The aforementioned rare earth magnet alloy raw material hydride powder is produced by the following known method: carrying out hydrogen absorption by heating, or heating and holding a rare earth magnet alloy raw material from room temperature to a temperature below 500° C. in a hydrogen atmosphere; carrying out hydrogen absorption-decomposition by heating and holding the rare earth magnet alloy raw material at a predetermined temperature in a range of 500 to 1,000° C. in a hydrogen atmosphere with a pressure of 10 to 1,000 kPa so as to induce the rare earth magnet alloy raw material to absorb hydrogen and to be decomposed due to a phase transformation; carrying out heat treatment in depressurized hydrogen with some hydrogen remaining in the rare earth magnet alloy raw material by holding the rare earth magnet alloy raw material subjected to the hydrogen absorption-decomposition at a predetermined temperature in a range of 500 to 1,000° C. in a hydrogen atmosphere with an absolute pressure of at least 0.65 but less than 10 kPa or in a mixed hydrogen/inert gas atmosphere with a hydrogen partial pressure of at least 0.65 but less than 10 kPa; and then cooling the rare earth magnet alloy raw material to room temperature by introducing Ar gas (see Patent document 1: Japanese Patent Application, First Publication No. 2002-93610).
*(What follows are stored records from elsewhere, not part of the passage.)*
PR #90, opened 2020-11-19
[FIZZ-91] Implement Student and Teacher sync with Users output of CreateDate/LastModifiedDate

bradbanister:


lalrg (changes requested):
Just a small change. Code loks good in general

lalrg (approved):
Code looks good.
I tested the functionality for users sync and it works fine.

PR #2929, opened 2015-08-31
[Nag] Fix issue with localstorage and add support for session storage

Neaox:
Fixed an issue in Nag module > storage.remove which was checking settings.storageMethod with an incorrect value and was also checking window for a store property which does not exist.

Added support for sessionstorage to Nag module to enable nags to be shown once per session.


jlukic:
Thanks, I appreciate the fixes. I still need to write docs for nag.

PR #2944, opened 2015-09-02
add form data as onSuccess callback param

guodong:
easy to access form data when using ajax submit in onSuccess


jlukic:
Would have to be added as a new parameter to avoid breaking code.

jlukic:
Please check readme these PR should be in `next` branch

PR #2956, opened 2015-09-03
Fixed bad template url

AgentShark:
Equals after the question mark caused parameters not to be recognised by youtube.


jlukic:
Just in time.

PR #2973, opened 2015-09-07
Remove right icon margin

icharlie:
right icon margin

http://jsfiddle.net/icharlie/2kduqf0n/1/

rightIconMargin causes there is a little space on the right side.

### DIFF
--- a/src/definitions/elements/button.less
+++ b/src/definitions/elements/button.less
@@ -591,9 +591,6 @@
   vertical-align: @iconVerticalAlign;
   color: @iconColor;
 }
-.ui.button > .right.icon:not(.button) {
-  margin: @rightIconMargin;
-}
 
 /*******************************
            Variations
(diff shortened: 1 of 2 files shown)


jlukic:
That margin is because icons with right in the name, `right icon`, `right chevron` normally appear on the other side of the text. However it shouldnt be affected `labeled icon` button.

jlukic:
Added as a different solve.

icharlie:
Just in case, the margin I deleted is in the `right arrow icon` not the `labeled icon` button

jlukic:
It does, the margin is on the `.labeled.icon > .button`

icharlie:
The code I removed is following
```
-.ui.button > .right.icon:not(.button) {
-  margin: @rightIconMargin;
-}
```

jlukic:
You can see this fiddle from next. This solves both the case of a right arrow button with and without labeled icon. The fix you provided would break the second case.
http://jsfiddle.net/9fcra8c5/

icharlie:
Should the second case looks like?

```
<button class="ui labeled icon button">
  <i class="right arrow icon"></i>
  Next
</button>
```

icharlie:
Maybe, this should be in the docs as an example!?

PR #2979, opened 2015-09-08
[form] Get value of checkbox if its have

### LINKED ISSUE #2954: [Checkbox] - Checkbox do NOT passing value when form is submited
**Steps to Reproduce**
1. Create form with checkbox:
<div class="ui checkbox">
		<input type="checkbox" name="test" value="MyTestValue" checked="checked">
		<label>Test</label>
	</div>
2. Add javascript to submit form $('.ui.form').form({...});
3. Submit

**Expected**
The Checkbox should pass - MyTestValue

**Result**
The Checkbox passing true or false - depend if checkbox is checked or not

**Testcase**
http://jsfiddle.net/rduvhn8u/98/

maturano:
fix #2954 

Related commit 688c645 ... keeps returning false :)

### DIFF
--- a/src/definitions/behaviors/form.js
+++ b/src/definitions/behaviors/form.js
@@ -455,7 +455,7 @@ $.fn.form = function(parameters) {
                   }
                   if(isCheckbox) {
                     if(isChecked) {
-                      values[name].push(true);
+                      values[name].push(value || true);
                     }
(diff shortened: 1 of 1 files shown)


jlukic:
Thanks @maturano for picking up the pieces there.

Issue #2981, opened 2015-09-08
[Dropdown] Use <select> readonly and disabled properties


mixerp:
The official SemanticUI documentation site suggests replacing plain old HTML select to SemanticUI dropdowns. On MixERP project, we have faced multiple issues that restrict us from using Semantic UI dropdowns as a replacement of HTML select.

## Dropdown Does not Preserve State

Let me give you an example here:

[https://jsfiddle.net/79aos51b/](https://jsfiddle.net/79aos51b/)

After converting to SemanticUI dropdown, the disabled select element should also become disabled dropdown.

However, we can live with that. But the next issue is really troublesome.

## Dropdown Should Behave Like Select

This issue has been already been discussed before and has not been addressed. To remind you again, the empty option is lost once you make a selection. This is wrong. On the other hand, adding a button and triggering "clear" event is a not practical solution at all. Why would a user have to click a button to clear the selection if a wrong selection was made?

veke:
I think too, that Dropdown should behave just like select tag. Disabled property should disable converted dropdown too. In mean time, adding disabled class to select tag do the trick (if this is possible in your case)

I noticed that option without value attribute makes it re-selectable like in normal select.  
https://jsfiddle.net/af32e63c/

maturano:
I make a PR about the disabled state. I made this cases: https://jsbin.com/rapopus/edit?html,output

About the empty option, I think we need more feedback. I personally like the current behavior.

mixerp:
@veke, I did not know that, thank you.

@maturano, the current behavior breaks existing javascript logic if one wants to upgrade selects to dropdowns for a simple reason that it does not work like HTML select.

Your PR looks great for the disabled case, but it needs to apply to **readonly** state as well. :+1:

jlukic:
Currently select can be disabled with `ui disabled dropdown` on the `select` before init. 

However currently, disabled and readonly are not being read from the `<select>`'s properties. I could see this as an enhancement.

With regard to reselecting placeholder, simply initialize with `placeholder: false`, see accompanying conversation in other threads about the thought here.

mixerp:
@jlukic, ```placeholder:false``` I missed the documentation, my bad. Thank you.

maturano:
@mixerp 
> Your PR looks great for the disabled case, but it needs to apply to readonly state as well. :+1:

[...]

PR #2983, opened 2015-09-08
[dropdown] Preserve initial disabled state

maturano:
ref: #2981 

Just add disabled state if the origin is disabled.

```html
<select class="ui dropdown" disabled>
</select>
```
to
```html
<div class="ui dropdown selection disabled">
</div>
```

test: https://jsbin.com/rapopus/edit?html,output


jlukic:
Clear

PR #2997, opened 2015-09-10
fixed broken override for site.variables

SeoFood:
It is not possible to override the site.variables anymore because the line will always called after the override because @theme == @element.

### DIFF
--- a/src/theme.less
+++ b/src/theme.less
@@ -18,9 +18,6 @@
 /* Packaged site.variables */
 @import "@{themesFolder}/@{site}/globals/site.variables";
 
-/* Component's site.variables */
-@import "@{themesFolder}/@{theme}/globals/site.variables";
-
 /* Site theme site.variables */
 @import (optional) "@{siteFolder}/globals/site.variables";
 


jlukic:
You are misinterpreting this. `@theme = @@element;`, notice the two `@@`

This evaluates per-element differently, but assuming `button`, 
```
@element = 'button' //defined in definition
@button = 'github';  // defined in theme.config

// theme.less
@theme = @@element;
@theme = @button;
@theme = 'github';
```

The order for site theme includes an extra level because it uses your specified `@site` theme as well.

* Default theme site.variables
* Selected theme's site variables
* Current component's site variables
* Your site theme's site variables

SeoFood:
According you have the following theme config:

```
@site       : 'mysite';
@icon       : 'default';
```

if you override the @fontPath it will load the vars from default because in the icon less file, because:

`@import (optional) "@{themesFolder}/@{theme}/globals/site.variables";` == `@import (optional) "themes/default/globals/site.variables";` 

So if you want to override the fontPath you need to add it to the _site/globals/site.variables or use `@icon       : 'mysite';`

PR #3042, opened 2015-09-16
[Search] Close search results after setting the input value.

ahtinurme:
I'm trying to clear the input value from onResultsClose with $(search).search('set value', ''), but that gets overwritten since the callback is executed BEFORE the value is set internally and no other callback is available to do it after setting the value internally.

This pull request is to fix the issue.


ahtinurme:
One way would be  to do it with setTimeout, but that's not the most elegant way.

PR #3046, opened 2015-09-16
Allow <table> styling with any tags via classes .table, .tbody, .td, etc

jayphelps:
Applying the table style currently depends on you actually using a real `<table>` and its descendants.

```html
<table class="ui table">
  <thead>
    <tr>
      <th>Header</th>
    </tr>
  </thead>
  <tbody>
    <tr>
      <td>Cell</td>
    </tr>
  </tbody>
</table>
```
Proposed opt-in/typecast class names:

```html
<div class="ui table">
  <div class="thead">
    <div class="tr">
      <div class="th">Header</div>
    </div>
  </div>
  <div class="tbody">
    <div class="tr">
      <div class="td">Cell</div>
    </div>
  </div>
</div>
```

Pros: Works with any number of infinite scroll table components that do not use a real `<table>`.
Cons: Increases overall filesize about 7 KB minified.

Flame on. :fire: :fire:

### DIFF
--- a/src/definitions/collections/table.less
+++ b/src/definitions/collections/table.less
@@ -50,15 +50,19 @@
 
 /* Table Content */
 .ui.table th,
-.ui.table td {
+.ui.table td,
+.ui.table .th,
+.ui.table .td {
   transition: @transition;
 }
 
 /* Headers */
-.ui.table thead {
+.ui.table thead,
+.ui.table .thead {
   box-shadow: @headerBoxShadow;
 }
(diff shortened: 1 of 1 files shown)


jayphelps:
The usefulness of this ended up being more questionable than I thought. 💩

jlukic:
I was withholding judgment. I know it does feel a bit weird that this is one of the two (icon) components that rely on tags for meaning. But this one is pretty inescapable.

Also, in the case of producing a magnetically anisotropic HDDR magnet powder that is the aforementioned rare earth magnet powder, the following method is used: carrying out hydrogen absorption for a rare earth magnet alloy raw material; carrying out hydrogen absorption-decomposition by heating and holding the rare earth magnet alloy raw material at a predetermined temperature in a range of 500 to 1,000° C. in a hydrogen atmosphere with a pressure of 10 to 1,000 kPa so as to induce the rare earth magnet alloy raw material to absorb hydrogen and to be decomposed due to a phase transformation; and then carrying out hydrogen desorption by holding the rare earth magnet alloy raw material subjected to the hydrogen absorption at a predetermined temperature in a range of 500 to 1,000° C. in vacuum. Accordingly, the magnet obtained by the aforementioned method is known to have a recrystallization texture in which recrystallized grains, whose main phase is a R2Fe14B intermetallic compound phase that is substantially a tetragonal structure, are adjacent to each other, and the recrystallization texture includes a basic texture of a magnetically anisotropic HDDR magnet powder in which the recrystallized rains, whose ratio (b/a) of a longest particle diameter (b) to a shortest particle diameter (a) is less than 2, exists at 50 vol % or more of all the recrystallized grains and an average recrystallized grain diameter of the recrystallized grains is 0.05 to 5 μm (see Patent document 2: Japanese Patent No. 2576672).
Recently, in the electrical and electronics industries, a need has arisen for a rare earth magnet powder which is further excellent in magnetic anisotropy. In the automotive industry in particular, active development work is being carried out on electric vehicles, including the motors to be mounted in such vehicles. The motors that are mounted in such electric vehicles are sometimes installed close to a small gasoline engine or left out under the scorching sun, so it is not unusual for them to be placed in an environment where they are particularly subjected to heating. Accordingly, there exists a need for a rare earth magnet powder which is so excellent in thermal stability and magnetic anisotropy including both coercivity and remanence that it can be used to produce motor components which is further excellent in heat resistance and magnetic properties.